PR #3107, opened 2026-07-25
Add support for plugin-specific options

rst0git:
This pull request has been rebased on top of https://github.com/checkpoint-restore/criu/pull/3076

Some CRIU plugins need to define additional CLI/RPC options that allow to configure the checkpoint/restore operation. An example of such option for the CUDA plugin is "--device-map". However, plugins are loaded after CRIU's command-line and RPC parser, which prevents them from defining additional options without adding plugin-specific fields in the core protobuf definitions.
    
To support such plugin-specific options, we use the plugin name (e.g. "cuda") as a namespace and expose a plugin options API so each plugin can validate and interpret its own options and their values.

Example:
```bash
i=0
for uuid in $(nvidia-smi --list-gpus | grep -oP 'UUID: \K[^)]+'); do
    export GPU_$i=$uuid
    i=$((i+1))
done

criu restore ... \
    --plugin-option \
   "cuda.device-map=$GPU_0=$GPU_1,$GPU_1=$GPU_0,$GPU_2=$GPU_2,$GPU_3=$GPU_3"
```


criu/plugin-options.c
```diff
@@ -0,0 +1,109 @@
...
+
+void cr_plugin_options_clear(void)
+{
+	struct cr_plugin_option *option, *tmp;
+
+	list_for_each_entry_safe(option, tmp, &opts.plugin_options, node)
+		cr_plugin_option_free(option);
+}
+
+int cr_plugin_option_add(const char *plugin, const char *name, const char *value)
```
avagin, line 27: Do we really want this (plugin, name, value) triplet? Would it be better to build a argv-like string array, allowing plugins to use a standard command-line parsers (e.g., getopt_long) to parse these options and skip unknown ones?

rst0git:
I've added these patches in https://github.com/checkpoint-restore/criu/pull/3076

▶ **What you should do**
Go through the listing above and copy each line where the string "name" appears.

▶ **Your solution**
To support such plugin-specific options, we use the plugin name (e.g. "cuda") as a namespace and expose a plugin options API so each plugin can validate and interpret its own options and their values.
+int cr_plugin_option_add(const char *plugin, const char *name, const char *value)
avagin, line 27: Do we really want this (plugin, name, value) triplet? Would it be better to build a argv-like string array, allowing plugins to use a standard command-line parsers (e.g., getopt_long) to parse these options and skip unknown ones?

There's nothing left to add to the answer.